**What you will do**
The entries below contain a stretch that opens with the line containing "PR #228, opened 2023-09-13" and closes with the line containing "(diff shortened: 1 of 8 files shown)"; set down that stretch exactly, both ends included, and nothing else.

[Dataset entries]
▬▬▬▬▬▬▬▬▬▬
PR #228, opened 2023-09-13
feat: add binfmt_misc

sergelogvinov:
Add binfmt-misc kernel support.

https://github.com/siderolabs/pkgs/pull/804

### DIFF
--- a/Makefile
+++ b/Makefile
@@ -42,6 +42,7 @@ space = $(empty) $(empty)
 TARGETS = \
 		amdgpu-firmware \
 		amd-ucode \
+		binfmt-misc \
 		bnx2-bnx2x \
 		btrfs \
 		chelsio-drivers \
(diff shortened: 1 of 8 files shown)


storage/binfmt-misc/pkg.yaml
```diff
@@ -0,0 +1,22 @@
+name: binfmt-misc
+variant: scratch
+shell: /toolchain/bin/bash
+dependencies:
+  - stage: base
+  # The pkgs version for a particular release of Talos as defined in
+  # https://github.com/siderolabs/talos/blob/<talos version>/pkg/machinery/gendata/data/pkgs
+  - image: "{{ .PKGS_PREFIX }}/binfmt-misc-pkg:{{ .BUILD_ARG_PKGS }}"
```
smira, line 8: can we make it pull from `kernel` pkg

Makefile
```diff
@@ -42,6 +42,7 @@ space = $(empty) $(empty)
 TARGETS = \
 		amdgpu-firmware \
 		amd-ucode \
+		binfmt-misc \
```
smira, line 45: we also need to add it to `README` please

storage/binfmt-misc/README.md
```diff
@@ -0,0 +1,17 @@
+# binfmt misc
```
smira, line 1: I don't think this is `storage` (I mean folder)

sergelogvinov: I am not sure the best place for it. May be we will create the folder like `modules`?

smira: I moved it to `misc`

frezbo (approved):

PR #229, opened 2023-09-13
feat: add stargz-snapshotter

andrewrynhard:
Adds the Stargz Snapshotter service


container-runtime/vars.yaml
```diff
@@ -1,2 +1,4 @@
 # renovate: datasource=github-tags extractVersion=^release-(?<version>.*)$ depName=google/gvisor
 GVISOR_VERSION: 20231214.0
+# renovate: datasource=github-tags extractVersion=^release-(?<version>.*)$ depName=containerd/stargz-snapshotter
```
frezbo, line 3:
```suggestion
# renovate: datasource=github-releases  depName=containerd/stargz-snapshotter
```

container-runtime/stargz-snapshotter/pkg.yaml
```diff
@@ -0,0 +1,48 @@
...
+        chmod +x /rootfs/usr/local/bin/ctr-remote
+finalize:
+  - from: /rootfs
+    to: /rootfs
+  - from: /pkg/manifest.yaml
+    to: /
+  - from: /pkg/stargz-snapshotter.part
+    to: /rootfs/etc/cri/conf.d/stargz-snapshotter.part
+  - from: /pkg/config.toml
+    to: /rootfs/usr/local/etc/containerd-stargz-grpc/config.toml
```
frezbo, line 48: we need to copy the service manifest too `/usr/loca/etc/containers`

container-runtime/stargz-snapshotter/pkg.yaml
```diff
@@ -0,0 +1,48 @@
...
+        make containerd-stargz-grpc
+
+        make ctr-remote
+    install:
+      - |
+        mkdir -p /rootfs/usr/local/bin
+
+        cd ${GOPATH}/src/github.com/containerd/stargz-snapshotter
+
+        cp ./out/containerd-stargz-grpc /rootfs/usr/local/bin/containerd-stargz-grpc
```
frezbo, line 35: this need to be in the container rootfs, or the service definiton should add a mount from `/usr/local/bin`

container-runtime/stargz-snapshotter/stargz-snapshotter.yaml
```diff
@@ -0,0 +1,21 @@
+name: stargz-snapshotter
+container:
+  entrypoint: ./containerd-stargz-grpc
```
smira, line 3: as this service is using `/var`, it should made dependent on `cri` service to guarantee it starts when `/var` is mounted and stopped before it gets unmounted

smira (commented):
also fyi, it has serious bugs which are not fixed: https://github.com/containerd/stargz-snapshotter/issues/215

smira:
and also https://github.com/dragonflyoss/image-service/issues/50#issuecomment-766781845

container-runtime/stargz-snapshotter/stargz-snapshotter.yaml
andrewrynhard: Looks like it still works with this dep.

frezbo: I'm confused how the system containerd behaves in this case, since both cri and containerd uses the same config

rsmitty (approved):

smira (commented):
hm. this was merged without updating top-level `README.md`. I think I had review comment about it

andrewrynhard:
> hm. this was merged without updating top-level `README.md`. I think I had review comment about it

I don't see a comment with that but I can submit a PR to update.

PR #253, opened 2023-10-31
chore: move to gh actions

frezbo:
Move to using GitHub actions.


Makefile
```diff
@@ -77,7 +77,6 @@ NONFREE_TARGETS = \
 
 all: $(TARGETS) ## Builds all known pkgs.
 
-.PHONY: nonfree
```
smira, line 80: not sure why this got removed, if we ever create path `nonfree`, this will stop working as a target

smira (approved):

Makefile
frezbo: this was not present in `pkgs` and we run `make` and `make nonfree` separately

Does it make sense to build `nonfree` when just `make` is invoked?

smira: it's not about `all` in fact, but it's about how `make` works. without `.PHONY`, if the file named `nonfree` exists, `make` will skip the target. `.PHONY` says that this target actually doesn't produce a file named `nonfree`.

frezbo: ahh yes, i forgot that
▬▬▬▬▬▬▬▬▬▬
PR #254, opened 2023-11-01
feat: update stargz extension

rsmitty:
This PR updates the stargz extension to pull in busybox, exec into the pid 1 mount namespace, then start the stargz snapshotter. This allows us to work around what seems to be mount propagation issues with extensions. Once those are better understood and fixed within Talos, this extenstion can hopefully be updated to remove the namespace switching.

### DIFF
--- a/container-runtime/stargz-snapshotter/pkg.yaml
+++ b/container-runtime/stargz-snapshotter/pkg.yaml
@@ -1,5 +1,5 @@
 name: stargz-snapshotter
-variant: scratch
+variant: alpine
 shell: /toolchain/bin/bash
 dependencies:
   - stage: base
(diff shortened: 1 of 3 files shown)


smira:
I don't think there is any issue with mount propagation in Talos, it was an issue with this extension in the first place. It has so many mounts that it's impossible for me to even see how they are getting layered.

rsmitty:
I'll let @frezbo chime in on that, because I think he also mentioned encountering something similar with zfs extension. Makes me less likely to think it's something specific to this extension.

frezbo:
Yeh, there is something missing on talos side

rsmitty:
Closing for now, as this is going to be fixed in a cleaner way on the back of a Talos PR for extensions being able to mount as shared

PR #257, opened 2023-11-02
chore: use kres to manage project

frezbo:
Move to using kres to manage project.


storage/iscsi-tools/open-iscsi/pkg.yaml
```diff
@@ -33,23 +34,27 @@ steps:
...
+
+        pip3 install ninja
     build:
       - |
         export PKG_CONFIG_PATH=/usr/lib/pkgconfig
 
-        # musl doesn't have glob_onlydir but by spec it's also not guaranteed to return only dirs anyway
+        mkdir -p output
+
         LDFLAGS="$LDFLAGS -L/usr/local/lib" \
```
▬▬▬▬▬▬▬▬▬▬
**Response to the exercise**
PR #228, opened 2023-09-13
feat: add binfmt_misc

sergelogvinov:
Add binfmt-misc kernel support.

https://github.com/siderolabs/pkgs/pull/804

### DIFF
--- a/Makefile
+++ b/Makefile
@@ -42,6 +42,7 @@ space = $(empty) $(empty)
 TARGETS = \
 		amdgpu-firmware \
 		amd-ucode \
+		binfmt-misc \
 		bnx2-bnx2x \
 		btrfs \
 		chelsio-drivers \
(diff shortened: 1 of 8 files shown)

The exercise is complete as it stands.